Love the London Underground mug Ace. Have you ever used it? We now have light railway system operating in the east and south of London, it’s called the DLR or Docklands Light Railway. It’s controlled by computer so no driver. You can sit at the front and pretend you’re driving, rather cool.


----------



## Ace (Mar 30, 2016)

*international teamwork*

I've used this large warehouse building on a new HO "layout module" built on a 30" x 79" door. It helps disguise a tight reverse loop (10" radius) and provides a logical place to park and display trucks. Oops, I left a stray object in the parking lot.

Danish Heljan warehouse, English Triang platform and Matchbox vehicles, West German Wiking trucks, Japanese Kato NW2 loco, American Athearn items, all demonstrating international teamwork.

There are also some miscellaneous items on this layout from Austria, Italy, Yugoslavia, Hong Kong, China, etc.


----------



## lionellines (May 18, 2011)

Nice layout, Ace.
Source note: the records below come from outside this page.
PR #12334, opened 2026-07-21
Deduplicate home chart series merging and category counts shape

torztomasz:
Follow-up to #11962 (targets the `layer2s-rename` branch), addressing the remaining parts of review finding 3 — the divergent change-computation half was already fixed by `move calculations to server side` (`computeSeriesChange`).

## Change

- `getHomeLayer2sCharts.ts`: the two verbatim-identical ~20-line `byTimestamp` merge blocks (TVS + activity) collapse into one `mergeSeriesByTimestamp` helper, covered by unit tests.
- `HomeLayer2sCategoryCounts` is now a single exported type (defined next to the card that renders it) instead of three inline `{rollups, validiumsAndOptimiums, others}` copies in HomePage, HomeLayer2sCard and CountsLine.
- The `others` count — computed and serialized into page props but never rendered anywhere — is dropped.
- Tiny consistency cleanup: `pastDayActivityUops` uses `findLast` like the adjacent `latestTvs` instead of `[...arr].reverse().find`.

## Behavior preservation

- **Fuzz equivalence**: the new helper vs a verbatim copy of the old inline block over 10,000 randomized series (duplicate timestamps, nulls, empty inputs) — byte-identical output on every case.
- **Unit tests**: 5 new cases for `mergeSeriesByTimestamp`; full suite passes (449 tests).
- **Screenshots**: home page before/after at 5 viewports (375–2560px) in mock mode — only the known interop particle-graph animation noise differs; the Layer 2s card region (counts line, sparklines, stat values, change badges) is pixel-identical. SSR props confirmed to no longer serialize `others`.
- `tsc --noEmit` and biome pass.

### DIFF
--- a/packages/frontend/src/pages/home/HomePage.tsx
+++ b/packages/frontend/src/pages/home/HomePage.tsx
@@ -15,6 +15,7 @@ import type { InteropFlowsProtocol } from '../interop/components/flows/utils/Int
 import { HomeAnomaliesTile } from './components/HomeAnomaliesTile'
 import { HomeEthereumCard } from './components/HomeEthereumCard'
 import { HomeInteropCard } from './components/HomeInteropCard'
+import type { HomeLayer2sCategoryCounts } from './components/HomeLayer2sCard'
 import { HomeLayer2sCard } from './components/HomeLayer2sCard'
 import { HomeRecentChangesTile } from './components/HomeRecentChangesTile'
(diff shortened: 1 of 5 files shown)


torztomasz:
Replaced by the summary-page-based port of the same change — see the new PR referencing this one. Branch left in place.

PR #12336, opened 2026-07-22
show better unverified contracts

vilcht:


packages/frontend/src/server/features/utils/getIsProjectVerified.ts
```diff
@@ -1,59 +1,66 @@
...
+        ? project.contracts?.programHashesDescription
+        : undefined,
+    },
+    unverifiedContracts,
   }
 }
 
-function areContractsVerified(
-  becameVerifiedContracts: ChainSpecificAddress[],
+function getUnresolvedUnverifiedContracts(
```
torztomasz: what does unresolved unverified contract mean?

torztomasz: this function looks like it just returns unverfied contracts

packages/frontend/src/server/features/utils/getIsProjectVerified.ts
```diff
@@ -1,59 +1,66 @@
...
-  contracts: string | undefined
-  programHashes: string | undefined
-  programHashesDescription: string | undefined
-}
-
 export function getProjectVerificationWarnings(
   project: Project<'statuses', 'contracts'>,
   changes: ProjectChanges | undefined,
 ): ProjectVerificationWarnings {
+  return getProjectVerification(project, changes).warnings
```
torztomasz: naaah, bad pattern, just use `getProjectVerification`

packages/frontend/src/utils/project/risk-summary/getScalingRiskSummary.ts
```diff
@@ -9,7 +9,10 @@ import { groupRisks } from './groupRisks'
 export function getScalingRiskSummarySection(
   project: Project<'scalingTechnology', 'contracts'>,
   verificationWarnings: ProjectVerificationWarnings,
-): Omit<RiskSummarySectionProps, keyof ProjectSectionProps> {
+): Omit<
+  RiskSummarySectionProps,
+  keyof ProjectSectionProps | 'unverifiedContracts'
```
torztomasz: why omitted here?

torztomasz: seems like scaling risk summary needs them

torztomasz: yep, we are removing it from return and then doing

```tsx
const riskSummary = getScalingRiskSummarySection(
    project,
    projectVerificationWarnings,
  )
  if (riskSummary.riskGroups.length > 0) {
    sections.push({
      type: 'RiskSummarySection',
      props: {
        ...riskSummary,
        id: 'risk-summary',
        title: 'Risk summary',
        hostChainWarning: hostChainWarningWithRiskCount,
        isUnderReview: !!project.statuses.reviewStatus,
        unverifiedContracts,
      },
    })
  }
```

packages/frontend/src/components/projects/sections/ContractEntry.tsx
```diff
@@ -110,20 +117,29 @@ export function ContractEntry({
...
                 addresses={contract.addresses}
+                chain={contract.chain}
+                type={type}
                 className="basis-full"
               />
             ) : (
               entries.map((address, i) => (
                 <HighlightableLink
                   key={i}
+                  id={getContractAddressAnchor(
```
torztomasz: This assigns an anchor id to **every** rendered address — `entries` is `[...contract.addresses, ...contract.admins]`, so implementations and admins get one too. Those repeat across entries, so the same `id` lands on many elements and fragment navigation resolves to the *first* match.

Measured against all 236 projects in `packages/config/build/db.sqlite`:

- **180 of 236 projects** emit duplicate anchor ids (413 distinct duplicated ids). `eigenda` alone has one id repeated **13×**.
- **3 unverified-contract links land on a duplicated id.** Clearest case is **zkswap2**: `eth:0x0DCCe462…` is the `UpgradeGatekeeper` contract, but the first element with `id="contracts-eth:0x0DCC…"` is the *Admin* row inside the `ZkSync` entry — the banner says "UpgradeGatekeeper" and scrolls you to `ZkSync`.
- `syndicate` `eth:0x481D2904…` has 9 elements with that id and no contract entry of its own (it's purely an admin address).

Duplicate `id` attributes are also invalid HTML, independent of the navigation bug.

**Suggestion:** the anchor is only ever *targeted* at a contract's own address or a permission account, so only emit it there. Instead of reconstructing the id in the component, set an `anchorId` on `TechnologyContractAddress` in `getContractsSection` / `getPermissionsSection` (first occurrence wins), and here just `id={address.anchorId}`.

That also lets you drop the `type` / `chain` props and the `ChainSpecificAddress.fromLong` round-trip. `fromLong` throws for chain names outside the hard-coded `SHORT_TO_LONG_CHAIN_NAMES` map, and `ProjectContract.chain` is a free-form `string` — so a single odd config would crash SSR for the whole project page, and a `chain` that disagrees with the address prefix (e.g. `polygon` vs `polygonpos`, both valid keys) silently produces a non-matching id. Both are clean today (0 throws, 0 mismatches across all projects), but passing the already-known `ChainSpecificAddress` down avoids the class entirely.

packages/frontend/src/utils/project/contracts-and-permissions/getUnverifiedContractEntries.ts
```diff
@@ -0,0 +1,62 @@
...
+        id: getContractAddressAnchor('permissions', account.address),
+        label: getDisplayLabel(
+          permission.name || account.name,
+          account.address,
+        ),
+      })
+    }
+  }
+
+  const projectContracts = Object.values(contracts?.addresses ?? {}).flat()
```
torztomasz: `getProjectUnverifiedContracts` in config sources addresses from four places: `contracts.addresses`, `permissions`, **`config.escrows`**, and **DA-bridge contracts/permissions belonging to another project**. Only the first two are indexed here, so the other two fall through to `target: undefined` and render as a bare, unlabelled `0x…` in the list.

Zero occurrences today — I checked all 236 projects and every one of the 52 unverified addresses resolves to a target — so this is latent, not live. Still worth hardening:

- Index `contracts.escrows` as well. Unmatched escrows **are** rendered in the contracts section with a `contracts-` anchor (`escrowToProjectContract` in `getContractsSection.ts`), so the link would work.
- Note that `getUnverifiedEscrows` does **not** filter `isHistorical`, while `getContractsSection` renders only `!isHistorical` escrows — a historical unverified escrow can therefore never have an anchor.
- DA-bridge addresses belong to a different project and can never resolve on this page.

A more robust shape overall: resolve targets against the **built** `ContractsSection` / `PermissionSection` rather than raw config. Then "is this address rendered, and under what heading" is answered by construction, and the escrow / historical / DA-bridge cases all fall out correctly for free.

(Re: the Codex bot's related comment above — the count itself stays truthful either way. This maps over *all* of `unverifiedContracts`; nothing is silently dropped, only the link is missing.)

packages/frontend/src/utils/project/contracts-and-permissions/getUnverifiedContractEntries.ts
```diff
@@ -0,0 +1,62 @@
...
+
+  const projectPermissions = Object.values(permissions ?? {}).flatMap(
+    ({ roles = [], actors = [] }) => roles.concat(actors),
+  )
+  for (const permission of projectPermissions) {
+    for (const account of permission.accounts) {
+      targetByAddress.set(account.address, {
+        id: getContractAddressAnchor('permissions', account.address),
+        label: getDisplayLabel(
+          permission.name || account.name,
```
torztomasz: Preferring `permission.name` over `account.name` can disagree with the heading you actually land on.

In `getPermissionsSection.toTechnologyContract`, an actor with more than one account is grouped and rendered under a generic heading — `` `${permission.accounts.length} ${allEoas ? 'EOAs' : 'actors'}` `` — with the per-account name (`displayName ?? account.name`) on the address row. So the banner can say "Sequencers" while the entry it scrolls to is titled "5 EOAs".

For grouped actors it's the account-level name that identifies the address; `permission.name` is only the heading in the non-grouped case.

torztomasz (changes requested):

torztomasz:
@codex review

torztomasz:
@codex review

torztomasz (approved):

PR #12344, opened 2026-07-22
Add Uniswap v3 discovery 

vincfurc:
resolves L2B-14444


lucadonnoh:
made some changes because many descriptions were hardcoding fields, while descriptions should be generic and only about the impl / shape. now lgtm and waiting for dev review

vincfurc:
continued at https://github.com/l2beat/l2beat/pull/12486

Are you using sectional track or flex track for the curves?


----------



## Ace (Mar 30, 2016)

lionellines said:


> Nice layout, Ace. Are you using sectional track or flex track for the curves?


Actually a mix but mostly flex-track because the ovals have tight curves with non-standard radii of 10.7" and 13" (with easements) to fit in the width of a 30" x 79" door. Operations on this layout are generally limited to 40-foot cars and smaller 4-axle diesel power. The spur up front with the two reefers will eventually be a connection to my main HO layout.

When I use flex-track for curves this sharp I pre-form the main part of the curve and fix it with super-glue on each tie along the loose rail. And solder connecting joints into the easement curves.


----------



## Ace (Mar 30, 2016)

Cycleops said:


> Love the London Underground mug Ace. Have you ever used it? We now have light railway system operating in the east and south of London, it’s called the DLR or Docklands Light Railway. It’s controlled by computer so no driver. You can sit at the front and pretend you’re driving, rather cool.


Do I ever use it? Sure, it's a good coffee mug! Or do you mean, do I use the London Underground? Not since a visit in 1979.

Sorry, this response is a few months late. I mostly didn't see internet for several months through the winter.


----------